RECORDS SUPPLIED Start Marker

PR #485, opened 2023-01-25
Fix snapcraft action, add checksums, update network presets

### LINKED ISSUE #141: Automatic update system

### LINKED ISSUE #412: Code signing step in release toolchain
Implement code signing for at least Windows and MacOS to allow for secure auto-update & better trust.

https://www.electronjs.org/docs/latest/tutorial/code-signing

To be discussed with @killerwhile to add that in our distribution tool chain.

### LINKED ISSUE #494: Add checksums to new release workflow
The old release workflow included the generation of checksums. This is needed for at least the first install of the wallet. Any later version should be updated through the automatic update system of the app itself, so no need to download files from GitHub anymore. But for the initial install, a checksum is needed.

https://github.com/alephium/desktop-wallet/blob/master/.github/workflows/release.yml#L98-L108

nop33:
1. Fixes Linux Snapcraft action (thanks @killerwhile ❤️)
2. Adds checksum files for `.exe`, `.deb`, `.dmg`, and `.AppImage` (like our old release workflow had, see #494)
3. Updates mainnet & testnet network presets to point to:
   - `https://wallet-v16/.[mainnet|testnet].alephium.org`
   - `https://backend-v112/.[mainnet|testnet].alephium.org`

Closes #141 

Closes #412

RECORDS SUPPLIED End Marker

PROBLEM: Return, unchanged, the run of lines above that opens with the line containing "### LINKED ISSUE #412: Code" and closes with the line containing "https://www.electronjs.org/docs/latest/tutorial/code-signing". Include both.

EXERCISE OUTPUT:
### LINKED ISSUE #412: Code signing step in release toolchain
Implement code signing for at least Windows and MacOS to allow for secure auto-update & better trust.

https://www.electronjs.org/docs/latest/tutorial/code-signing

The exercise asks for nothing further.